Comparative benchmarks
The 12-month average GDP YoY growth stands at 3.88%. February’s print is the highest since March 2025’s 4.50%, and well above the June 2025 low of 3.40%.
Chart Dynamics
Forward Outlook
Scenario analysis
- Bullish: GDP YoY sustains above 5.0% (30% probability), driven by further oil output gains and robust private sector expansion.
- Base: Growth moderates to 4.2%–4.6% (55% probability) as fiscal stimulus normalizes and external demand steadies.
- Bearish: Slippage below 3.8% (15% probability) if oil prices retreat or global headwinds intensify.
Risks and catalysts
Upside risks include higher energy prices and increased investment inflows. Downside risks stem from potential oil market volatility and slower global growth. The government’s Vision 2030 reforms remain a key structural tailwind.
Methodology and sources
Figures are sourced from the Sigmanomics database and official Saudi government releases. The YoY metric compares nominal GDP for February 2026 against February 2025, using seasonally adjusted data where available.
Closing Thoughts
Market lens
Investors welcomed the robust GDP print, with risk assets gaining ground and sovereign spreads tightening. The SAR’s stability reflects confidence in the macro backdrop. Market focus now shifts to upcoming sectoral data and fiscal policy signals.
Summary
Saudi Arabia’s GDP YoY growth has accelerated for three consecutive months, reaching 5.00% in February. The print stands well above recent averages and signals broad-based economic strength, with both oil and non-oil sectors contributing to the expansion.
Key Markets Reacting to Gross Domestic Product YoY
Saudi Arabia’s strong GDP YoY reading has rippled through global markets. Equities, currencies, and commodities all responded to the upside surprise, with investors reassessing growth prospects and risk premiums.

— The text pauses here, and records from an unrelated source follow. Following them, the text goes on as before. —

PR #41, opened 2022-01-10
Improves `startAndBlock()` documentation

### LINKED ISSUE #38: Document `startAndBlock()` must be called from main thread
`dispatchMain()` will crash if called from any other thread

jakaplan:
Fixes #38


jakaplan:
@amomchilov Wanted to confirm this is what you had in mind workflow wise when committing changes that don't necessarily need review, but that doing it in this way makes it easier to add feedback later?

PR #42, opened 2022-01-10
Move start logic for anonymous server to `start()`

jakaplan:
All tests pass, including the "Round-trip Integration Test" (@amomchilov thanks for creating those!)

This makes starting behavior consistent between the anonymous server and our two other existing server types.


jakaplan:
@amomchilov care to review? It's quite a small PR.

amomchilov (approved):

PR #43, opened 2022-01-11
Throw an error when attempting to reconnect to an anonymous server

### LINKED ISSUE #37: Throw error when attempting to reconnect to an anonymous service
https://github.com/trilemma-dev/SecureXPC/pull/24/commits/05b2a15a62a7cc2fbf1c6c15e1ed9a35021fc548

jakaplan:
Fixes #37

Now when using trying to send a message to a no longer operational anonymous server after the connection has become interrupted, `XPCError.connectionCannotBeReestablished` will be thrown. "Server Termination Integration Test" has been written to validate this behavior.

### DIFF
--- a/Sources/SecureXPC/Client/XPCClient.swift
+++ b/Sources/SecureXPC/Client/XPCClient.swift
@@ -290,7 +290,7 @@ public class XPCClient {
         fatalError("Abstract Property")
     }
 
-    /// Creates and returns a connection for the service represented by this client or throws an error if it's unable to do so.
+    /// Creates and returns a connection for the service represented by this client.
     internal func createConnection() throws -> xpc_connection_t {
         fatalError("Abstract Method")
     }
--- a/Sources/SecureXPC/Client/XPCClient.swift
+++ b/Sources/SecureXPC/Client/XPCClient.swift
@@ -151,6 +151,9 @@ public class XPCClient {
     ///   - serviceName: The name of the XPC service; no validation is performed on this.
     internal init(connection: xpc_connection_t? = nil) {
         self.connection = connection
+        if let connection = connection {
+            xpc_connection_set_event_handler(connection, self.handleConnectionErrors(event:))
+        }
     }
     
     /// Receives the result of an XPC send. The result is either an instance of the reply type on success or an ``XPCError`` on failure.
@@ -163,7 +166,7 @@ public class XPCClient {
     /// - Throws: If unable to encode the route. No error will be thrown if communication with the server fails.
     public func send(route: XPCRouteWithoutMessageWithoutReply) throws {
         let encoded = try Request(route: route.route).dictionary
-        xpc_connection_send_message(getConnection(), encoded)
+        xpc_connection_send_message(try getConnection(), encoded)
     }
     
     /// Sends a message which will not receive a response.
@@ -174,7 +177,7 @@ public class XPCClient {
     /// - Throws: If unable to encode the message or route. No error will be thrown if communication with the server fails.
     public func sendMessage<M: Encodable>(_ message: M, route: XPCRouteWithMessageWithoutReply<M>) throws {
         let encoded = try Request(route: route.route, payload: message).dictionary
-        xpc_connection_send_message(getConnection(), encoded)
+        xpc_connection_send_message(try getConnection(), encoded)
     }
     
     /// Sends with no message and provides the reply as either a message on success or an error on failure.
@@ -186,7 +189,7 @@ public class XPCClient {
     public func send<R: Decodable>(route: XPCRouteWithoutMessageWithReply<R>,
                                    withReply reply: @escaping XPCReplyHandler<R>) throws {
         let encoded = try Request(route: route.route).dictionary
-        sendWithReply(encoded: encoded, withReply: reply)
+        try sendWithReply(encoded: encoded, withReply: reply)
     }
     
     /// Sends a message and provides the reply as either a message on success or an error on failure.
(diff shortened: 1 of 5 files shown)


jakaplan:
@amomchilov for your review when you have time

Sources/SecureXPC/Client/XPCClient.swift
```diff
@@ -224,41 +227,60 @@ public class XPCClient {
...
+        } else if xpc_equal(event, XPC_ERROR_CONNECTION_INTERRUPTED) {
+            // Apple documentation:
+            //   Will be delivered to the connection’s event handler if the remote service exited. The connection is
+            //   still live even in this case, and resending a message will cause the service to be launched on-demand.
+            //
+            // While Apple's documentation is technically correct, it's misleading in the case of an anonymous
+            // connection where there is no service. Because there is no service, there is nothing to be relaunched
+            // on-demand. The connection might technically still be alive, but resending a message will *not* work.
+            //
+            // By setting the connection to `nil` when there is no service (indicated by no service name), anonymous
```
amomchilov, line 276: > (indicated by no service name), anonymous clients can ...

This is better expressed in code:

```
if self is XPCAnonymousServer {
    self.connection = nil
}
```

Sources/SecureXPC/Client/XPCClient.swift
```diff
@@ -268,8 +290,8 @@ public class XPCClient {
         fatalError("Abstract Property")
     }
 
-    /// Creates and returns a connection for the service represented by this client.
-    internal func createConnection() -> xpc_connection_t {
+    /// Creates and returns a connection for the service represented by this client or throws an error if it's unable to do so.
```
amomchilov, line 293: Unnecessary addition to the documentation IMO.

"or throws an error if it's unable to do so" is what `throws` already means

Sources/SecureXPC/Server/XPCAnonymousServer.swift
```diff
@@ -33,6 +33,13 @@ internal class XPCAnonymousServer: XPCServer {
             endpoint: xpc_endpoint_create(self.anonymousListenerConnection)
         )
     }
+    
+    // This exists for testing purposes
+    internal func shutdown() {
```
amomchilov, line 38: Perhaps:

```suggestion
    internal func simulateDisconnectionForTesting() {
```

Tests/SecureXPCTests/Client & Server/Server Termination Integration Test.swift
```diff
@@ -0,0 +1,72 @@
...
+                            } catch {
+                                XCTFail("Unexpected error: \(error). \(XPCError.connectionCannotBeReestablished) " +
+                                        "should have been thrown.")
+                            }
+                        default:
+                            XCTFail("Unexpected error: \(error). \(XPCError.connectionInterrupted) should have been " +
+                                    "returned.")
+                    }
+                case .success(_):
+                    XCTFail("No error was returned. \(XPCError.connectionInterrupted) should have been returned.")
```
amomchilov, line 66: Swift's pattern matching is composable, so you can just do:

```suggestion
           switch response {
                case .failure(let .connectionInterrupted):
                    interruptedExpectation.fulfill()
                    
                    // make another call to the server and this should fail with connectionCannotBeReestablished
                    do {
                        try client.sendMessage("3rd message", route: echoRoute) { _ in }
                        XCTFail("No error was thrown. \(XPCError.connectionCannotBeReestablished) should " +
                                "have been thrown.")
                    } catch XPCError.connectionCannotBeReestablished {
                        cannotBeReestablishedExpectation.fulfill()
                    } catch {
                        XCTFail("Unexpected error: \(error). \(XPCError.connectionCannotBeReestablished) " +
                                "should have been thrown.")
                    }
                case .failure(let _):
                    XCTFail("Unexpected error: \(error). \(XPCError.connectionInterrupted) should have been returned.")
                case .success(_):
                    XCTFail("No error was returned. \(XPCError.connectionInterrupted) should have been returned.")
```

Sources/SecureXPC/Client/XPCClient.swift
jakaplan: Hmm yeah I considered this, but felt it was cleaner to not directly reference a subclass in the superclass and instead have it act based on this server knowing it doesn't correspond to a service.

Sources/SecureXPC/Client/XPCClient.swift
jakaplan: Fair enough

Sources/SecureXPC/Server/XPCAnonymousServer.swift
jakaplan: Seems reasonable. Have made this change.

Overall I dislike having test only code in the product itself, but there's a massive complexity jump to actually spinning up a multiprocess integration test to not need this.

Tests/SecureXPCTests/Client & Server/Server Termination Integration Test.swift
jakaplan: Ah interesting, didn't realize that was possible. Incorporated this with a couple tweaks.

jakaplan:
@amomchilov changes ready for your review

Sources/SecureXPC/Server/XPCAnonymousServer.swift
amomchilov: It might be possible to move this into the test module, using `@testable import` to gain access to otherwise inaccessible `internal` APIs.

But if it's using any `private` APIs, then it won't be possible (I'm on mobile right now so it's hard for me to check this)

amomchilov (approved):
Looks good!

Sources/SecureXPC/Client/XPCClient.swift
jakaplan: To be precise, the fact it's anonymous isn't actually the relevant bit. (However, only anonymous clients have this behavior.) The relevant aspect is there is no *service*, there's just the listener connection. (As an aside, for this reason `XPCAnonymousServiceClient` is actually misnamed - I'll put up a PR to rename it to just `XPCAnonymousClient`.) Because there's no service, there's no for an interrupted connection be to reestablished.

I'm going to leave this as-is for now. But also agree that neither what I have now nor what you're proposing is entirely "pure" from a class inheritance point of view.

Sources/SecureXPC/Server/XPCAnonymousServer.swift
jakaplan: Ah yeah it'd need access to `anonymousListenerConnection` which is private. I'll leave it as-is for now, but happy to revisit this.

Sources/SecureXPC/Client/XPCClient.swift
jakaplan: The listener connection is anonymous. My interpretation is it's anonymous in the sense the listener connection is not associated with a named service managed by launchd.

amomchilov: Discussion continued in #48

PR #44, opened 2022-01-11
Fix missing dispatch queue setting

jakaplan:
- Anonymous server connections weren't having the dispatch queue being set at or able to be updated
 - Incoming connections for the Mach server weren't having their dispatch queue set or update

I realized this while working on #43, but wanted to address it separately


jakaplan:
@amomchilov unless I overlooked something this should be a real quick review

amomchilov (approved):
Nice catch.

Adding tests for this would be nice.

jakaplan:
> Adding tests for this would be nice.

Hmm, I'll have to give some thought on how to do this. I'd want to assert that the server handlers are running on threads belonging to the dispatch queue I created?

Not sure how to test that the listener connection is properly using the dispatch queue, as that's quite internal to the servers.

The following symbols have shown notable correlation or sensitivity to the GDP trend in recent quarters:
- AAPL: Apple’s supply chain exposure to the region and global demand links have made it sensitive to Saudi growth data.

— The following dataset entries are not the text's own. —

PR #47, opened 2022-01-12
Create anonymous servers that only accept same process messages

jakaplan:
This is likely a common use case for an anonymous server, so this makes it easier to create while preserving security

As part of this PR, this also changes to having a `MessageAcceptor` protocol as previously discussed. It does add a bit of code in some places, but overall I think it's now the cleanest approach with there being three different acceptance "strategies".

### DIFF
--- a/Sources/SecureXPC/Server/XPCAnonymousServer.swift
+++ b/Sources/SecureXPC/Server/XPCAnonymousServer.swift
@@ -10,16 +10,14 @@ import Foundation
 internal class XPCAnonymousServer: XPCServer {
     private let anonymousListenerConnection: xpc_connection_t
     
-    /// Determines if an incoming request can be handled based on the provided client requirements
-    private let messageAcceptor: SecureMessageAcceptor
-
-    internal init(clientRequirements: [SecRequirement]) {
-        self.anonymousListenerConnection = xpc_connection_create(nil, nil)
-        self.messageAcceptor = SecureMessageAcceptor(requirements: clientRequirements)
+    private let _messageAcceptor: MessageAcceptor
+    override internal var messageAcceptor: MessageAcceptor {
+        _messageAcceptor
     }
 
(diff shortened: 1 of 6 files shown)


jakaplan:
@amomchilov I've also updated the tests to make use of this and all of them still pass

Sources/SecureXPC/Server/XPCAnonymousServer.swift
```diff
@@ -10,16 +10,14 @@ import Foundation
...
     
-    /// Determines if an incoming request can be handled based on the provided client requirements
-    private let messageAcceptor: SecureMessageAcceptor
-
-    internal init(clientRequirements: [SecRequirement]) {
-        self.anonymousListenerConnection = xpc_connection_create(nil, nil)
-        self.messageAcceptor = SecureMessageAcceptor(requirements: clientRequirements)
+    private let _messageAcceptor: MessageAcceptor
+    override internal var messageAcceptor: MessageAcceptor {
+        _messageAcceptor
```
amomchilov, line 15: What's the purpose of having one private and one internal var?

amomchilov (approved):
Great clean up, I like it!

Sources/SecureXPC/Server/XPCAnonymousServer.swift
jakaplan: In the case of `XPCMachServer` I need to make use of the fact that the message accept is actually of type `SecureMessageAcceptor` so I could access its `requirements` property.

For the anonymous and XPC Services servers, I don't have such a need. But I though there still needed to be a backing variable? How would you write this code? I'm guessing I lack some knowledge of how Swift properties work.

jakaplan: I'm going to merge in this code, but absolutely can revise this part later once I understand how to better write this code.

PR #48, opened 2022-01-13
Removes references to "service" in conjunction with "anonymous"

jakaplan:
Anonymous connections have no service, which is a key distinguishing factor from XPC Services and Mach services.

### DIFF
--- a/Sources/SecureXPC/Client/XPCAnonymousClient.swift
+++ b/Sources/SecureXPC/Client/XPCAnonymousClient.swift
@@ -1,5 +1,5 @@
 //
-//  XPCAnonymousServiceClient.swift
+//  XPCAnonymousClient.swift
 //  SecureXPC
 //
 //  Created by Alexander Momchilov on 2021-12-04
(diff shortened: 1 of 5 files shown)


jakaplan:
@amomchilov Onboard with this? It's a change to terminology, there's no change to functionality in this PR.

amomchilov:
(Continued from [this thread](https://github.com/trilemma-dev/SecureXPC/pull/43/files#r783542910)

Yes you're correct, but my point was that the name `XPCAnonymousClient` makes it sound like an "an anonymous client" not "the client of an anonymous service".

Perhaps there should be a little blurb in the API doc that clarifies that.

But overall, I think the new name is fine

jakaplan:
> Perhaps there should be a little blurb in the API doc that clarifies that.

Do you mean in the public API doc? `XPCAnonymousClient` isn't part of the public API. From an API user's point of view the way to create a client which talks with an anonymous server is `XPCClient.forEndpoint(...)`.

The internal documentation currently states:
> A concrete implementation of ``XPCClient`` which can communicate with an anonymous XPC listener connection.

Is there some additional documentation you'd find helpful? More than happy to expand upon it; if you haven't already gathered I'm a big fan of documentation.

amomchilov:
> A concrete implementation of XPCClient which can communicate with an anonymous XPC listener connection.

OH I didn't notice that was already. THat's perfect, and exactly what I had in mind. 👍

PR #49, opened 2022-01-13
Fixes a racy connection finalizer issue exposed by `testShutdownServer`

jakaplan:
It turns out occassionally `ServerTerminationIntegrationTest`'s `testShutdownServer` would result in a segfault inside of the finalizer for the connection. I'm pretty sure the issue was that a retained count needs to be taken for the WeakConnection instance (what we don't want to do is add a retain count to the connection itself).

### DIFF
--- a/Sources/SecureXPC/Server/XPCServer.swift
+++ b/Sources/SecureXPC/Server/XPCServer.swift
@@ -291,7 +291,7 @@ public class XPCServer {
         // Keep a weak reference to the connection and this server, setting this as the context on the connection
         let weakConnection = WeakConnection(connection, server: self)
         self.connections.insert(weakConnection)
-        xpc_connection_set_context(connection, Unmanaged.passUnretained(weakConnection).toOpaque())
+        xpc_connection_set_context(connection, Unmanaged.passRetained(weakConnection).toOpaque())
         
         // The finalizer is called when the connection's retain count has reached zero, so now we need to remove the
         // wrapper from the containing connections array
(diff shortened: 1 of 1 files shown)


jakaplan:
@amomchilov I basically tested this by just manually running the integration test over and over again. Before it was segfaulting roughly 20% of the time, after this change I've yet to see a segfault. That's not entirely satisfying, but seems strictly better than not addressing this issue.

Sources/SecureXPC/Server/XPCServer.swift
```diff
@@ -291,7 +291,7 @@ public class XPCServer {
         // Keep a weak reference to the connection and this server, setting this as the context on the connection
         let weakConnection = WeakConnection(connection, server: self)
         self.connections.insert(weakConnection)
-        xpc_connection_set_context(connection, Unmanaged.passUnretained(weakConnection).toOpaque())
+        xpc_connection_set_context(connection, Unmanaged.passRetained(weakConnection).toOpaque())
```
amomchilov, line 294: Hmmm I didn't think this was necessary, because I thought that the `connections` array would be holding a strong reference.

In retrospect, that was silly, I was acting as if strong refs should be spared. I think passing retained, and taking retained is the correct semantics, but only if the finalizer below is guaranteed to be called,  exactly once.

amomchilov (approved):

Sources/SecureXPC/Server/XPCServer.swift
jakaplan: I'm pretty confident the finalizer can only be called once because the documentation says:
> The function that will be invoked when the connection's retain count has dropped to zero and is being torn down.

- EURUSD: The pair often reacts to shifts in oil-exporter growth, impacting euro-dollar flows.
- BTCUSD: Bitcoin’s risk sentiment correlation has increased during periods of emerging market growth surprises.
| Year | GDP YoY (%) | AAPL (YoY %) |
|---|---|---|
| 2020 | -4.1 | 80.7 |
| 2021 | 2.9 | 34.0 |
| 2022 | 8.7 | -26.8 |
| 2023 | 3.2 | 48.1 |
| 2024 | 4.5 | 49.0 |
| 2025 | 4.8 | 35.2 |
| 2026 | 5.0 | 12.3 |
Since 2020, AAPL’s YoY performance has shown periods of positive correlation with Saudi GDP growth, particularly during global demand upswings.

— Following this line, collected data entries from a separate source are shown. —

PR #50, opened 2022-01-13
Removes `endpoint` from `XPCServer` as it can't be supported by `XPCServicesServer`

### LINKED ISSUE #46: Verify that `endpoint` works for `XPCServiceServer`
For the anonymous and the Mach services server, the connection turned into an endpoint is the listener connection. XPC Services don't have an (exposed) listener connection, so the implementation right now uses the incoming connection passed to `xpc_main` which likely does not work. This issue is to verify whether or not this works.

jakaplan:
Fixes #46

`NonBlockingStartable` has been renamed to `NonBlockingServer` and `endpoint` was added to it. Not sure this is the best name for the protocol, but good enough for putting this up for review.

### DIFF
--- a/Sources/SecureXPC/Server/XPCAnonymousServer.swift
+++ b/Sources/SecureXPC/Server/XPCAnonymousServer.swift
@@ -27,13 +27,6 @@ internal class XPCAnonymousServer: XPCServer {
         fatalError("startAndBlock() is not supported for anonymous connections. Use start() instead.")
     }
 
-    public override var endpoint: XPCServerEndpoint {
-        XPCServerEndpoint(
-            serviceDescriptor: .anonymous,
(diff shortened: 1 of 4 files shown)


jakaplan:
@amomchilov for your review

amomchilov:
re: https://github.com/trilemma-dev/SecureXPC/issues/46#issuecomment-1011788484

I think you should document this finding somewhere in the implementation, because it's not obvious that this shouldn't work.

amomchilov (approved):

jakaplan:
> re: [#46 (comment)](https://github.com/trilemma-dev/SecureXPC/issues/46#issuecomment-1011788484)
> 
> I think you should document this finding somewhere in the implementation, because it's not obvious that this shouldn't work.

Good point, will do!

Frequently Asked Questions
- What does Saudi Arabia’s 5.00% GDP YoY growth in February 2026 indicate?
- The 5.00% YoY GDP growth signals robust expansion, outpacing both January’s 4.90% and the 12-month average, with broad-based sectoral contributions.
- How does this GDP print compare to recent trends?
- February’s figure marks the highest growth rate since March 2025 and extends a three-month acceleration, reversing the mid-2025 slowdown.
- Which sectors drove the latest GDP growth?
- Oil output, non-oil private activity, and government services were the main contributors, with oil adding 2.1pp and non-oil sectors 2.6pp to the headline rate.
Saudi Arabia’s GDP YoY growth has reached its highest level in nearly a year, underscoring the Kingdom’s economic momentum.
Updated 3/9/26
This has been drafted with AI assistance and then thoroughly reviewed, refined, and approved by our human editorial team to ensure accuracy, and originality.
- Sigmanomics Economic Database, Saudi Arabia GDP YoY, accessed March 9, 2026.
- Saudi General Authority for Statistics, National Accounts, 2026.









February’s 5.00% YoY GDP growth outpaces January’s 4.90% and the 12-month average of 3.88%. The acceleration marks the third consecutive monthly gain, building on December’s 4.80% and September’s 3.90%.
This sustained upward trend reflects broad-based sectoral gains and robust domestic demand. The current level is the highest in nearly a year, reversing the mid-2025 slowdown.